Transgrud, 2020 WL 5650734, at *6.
To the extent that the releases in Cupps and Transgrud state the signer
releases “any” or “all” claims against the releasee, Avenarius’s release “from any
and all claims, demands, rights, causes of action and judgments of whatsoever,
kind and nature” is similar. But the similarities are superficial. The release in
Cupps is limited to waiver of damage claims against an agency customer for “work
related injury.” 2019 WL 156583, at *1. It further specifies that “my sole legal
remedies in the event of a work related injury will be the [agency’s] workers’

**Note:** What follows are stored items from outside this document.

Issue #218, opened 2016-09-28
markdown handling


hongsudt:
By default, unless the markdown syntax is guarded (e.g. the syntax contains `{{#.*}}` or `{{^.*}}`, if any of the variable in the markdown syntax is null, treat the result as null. 

The guarded syntax can be used to change the default behavior above.

PR #220, opened 2016-09-29
Change template rendering according to issue #218

chiragsanghvi:
Now the `_renderTemplate` function checks for existence of `{{#.*}}` or `{{^.*}}` strings in the template. If they're not present, then it explicitly checks for null values in the template, returning a null.

### DIFF
--- a/test/specs/print_utils/tests/01.print_utils.js
+++ b/test/specs/print_utils/tests/01.print_utils.js
@@ -136,9 +136,10 @@ exports.execute = function (options) {
         it('module._renderTemplate() should function correctly', function() {
             expect(module._renderTemplate("My name is {{name}}", {name: 'John'})).toBe("My name is John");
             expect(module._renderTemplate("My name is {{name}}", { name: null })).toBe(null);
+            expect(module._renderTemplate("My name is {{name}}", {})).toBe(null);
             expect(module._renderTemplate("My name is {{#name}}{{name}}{{/name}}", {})).toBe("My name is ");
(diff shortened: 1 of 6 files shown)


test/specs/print_utils/tests/01.print_utils.js
```diff
@@ -132,5 +133,13 @@ exports.execute = function (options) {
             }
         });
 
+        it('module._renderTemplate() should function correctly', function() {
+            expect(module._renderTemplate("My name is {{name}}", {name: 'John'})).toBe("My name is John");
+            expect(module._renderTemplate("My name is {{name}}", { name: null })).toBe(null);
```
robes: I feel like a test case might be missing here. What about when the environment is `{}` and there is no guard?

`expect(module._renderTemplate("My name is {{name}}", {})).toBe(null);` ???

chiragsanghvi: @robes I will add that testcase. Though the output for above template will be `My name is ` instead of null. This is because the object that we are passing is empty. Mustache replaces null values with `''` (empty string). So it won't return null.

If you want then I can handle this case, to check all properties in the template for their existence in the object and null value.

chiragsanghvi:
@robes  Made changes as requested. Now the template renderer checks for null values as well as for non-existing placeholders.

For example:
```js
module._renderTemplate("My name is {{name}}", {})
```
will return null, as `name` is not passed in the object.

chiragsanghvi:
@robes @hongsudt Should I merge this.

robes:
yes

Issue #224, opened 2016-10-03
Support all columns in the template 


hongsudt:
Currently, the template only allow referencing to the visible column only. We need to allow the annotation to access the formatted value of any columns in the Tuple. 

An option for this is to create another structure e.g `Tuple._data.formatted` that has the same access pattern as `._data` and then the `.value` can just build its value from this structure. 

@chiragsanghvi can you work on this, as I want @RFSH to focus on getting the foreign key feature done. We can converge on the solution tomorrow.

PR #225, opened 2016-10-03
Fixed issue #224

chiragsanghvi:
@hongsudt  Currently, the template only allow referencing to the visible column only. We need to allow the annotation to access the formatted value of any columns in the Tuple.

Instead of referring the `ref.colums`, I am referring the `ref._table.columns` to find the column and format it accordingly.

### DIFF
--- a/js/utilities.js
+++ b/js/utilities.js
@@ -269,12 +269,17 @@ var ERMrest = (function(module) {
     module._getFormattedKeyValues = function(ref, data) {
         var keyValues = {};
 
-        for (var i = 0; i < ref.columns.length; i++) {
-            var col = ref.columns[i];
-            keyValues[col.name] = col.formatvalue(data[col.name], { context: ref._context });
-
+        for (var k in data) {
+            
+            try {
+                var col = ref._table.columns.get(k);
+                keyValues[k] = col.formatvalue(data[k], { context: ref._context });
+            } catch(e) {
+                keyValues[k] = data[k];
+            }
+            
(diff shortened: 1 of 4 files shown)


karlcz:
On Oct 03, Chirag Sanghvi modulated:
> @hongsudt Currently, the template only allow referencing to the visible
> column only. We need to allow the annotation to access the formatted
> value of any columns in the Tuple.
> 
> Instead of referring the ref.colums, I am referring the
> ref._table.columns to find the column and format it accordingly.
> 

This sounds about right to me. Just to be sure: the mustache template
should also be referencing the columns by their real names in the
ERMrest table definition, not influenced by any column renaming done
for display purposes. Right?

robes:
I wonder if there is some additional complexity in this. Like if we are going to use formatted values as the input to markdown, do we need a dependency graph just to determine what order the formatting of values should be processed in?

chiragsanghvi:
@robes Formatting is totally dependent on the type of the column. The `Tuple.values()` getter first gets the formatted values and then starts the templating with markdown following it. So the order wouldn't matter. https://github.com/informatics-isi-edu/ermrestjs/blob/master/js/reference.js#L1261

karlcz:
@robes I think it should be in two phases:

1. pre-formatting, which is single-column only and does not include markdown
2. mustache templates, which can sample all pre-formatted values

there should **not** be any recursion of mustache templates. each one
should see the exact same input environment regardless of which order
they are evaluated.

robes:
@chiragsanghvi @karlcz makes sense.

compensation insurance.” Id. The release in Transgrud applies only to damage
claims “arising out of or related to Passenger riding in the equipment” and “with
respect to the authorized transportation.” 2020 WL 5650734, at *1. The document
also specifies that “that Passenger is not an employee of V&M or an independent
contractor” and that the employer “will not provide a policy of insurance that
provides coverage, including workers’ compensation coverage, for Passenger or
Passenger’s property.” Id. 12
The release Avenarius signed uses the broadest language possible,
waiving damage claims “arising from and by reason of any and all known and
unknown, foreseen and unforeseen physical or mental injuries and
consequences.” It applies to injuries that “may be suffered by [Avenarius] during
the . . . [ILEA] training program” without specifying the nature of those injuries. The
only additional specification is a statement that the program would include
“physical fitness testing.” Avenarius was also required to place her initials next to
statements that further reference her physical and mental fitness and a “rigorous
physical training program.” One statement required that Avenarius inform the
instructors immediately of “any injuries or other problems” she suffers that “may in
any way affect [her] safely completing the training program.” The statement
implies that Avenarius would be at risk of injuries inherent to her rather than ones
from external sources. Another statement says that Avenarius acknowledges and
assumes “all risk of injury inherent in my participation in this training program” but,
again, does not specify the risks encompassed. There is no clear expression of
Avenarius’s intent to release the State from liability for claims related to the
negligent acts of ILEA or its instructors, either in the express language of the
release or the context provided. Because we will not find such intent unless clearly
and unambiguously expressed, we agree that the release does not apply to claims
of negligence by ILEA or its instructors. On this basis, the district court properly
denied the State’s motion for partial summary judgment.6
AFFIRMED.
6 Because we affirm on this ground, we need not address Avenarius’s claims that
the waiver is not enforceable as a contract of adhesion or against public policy.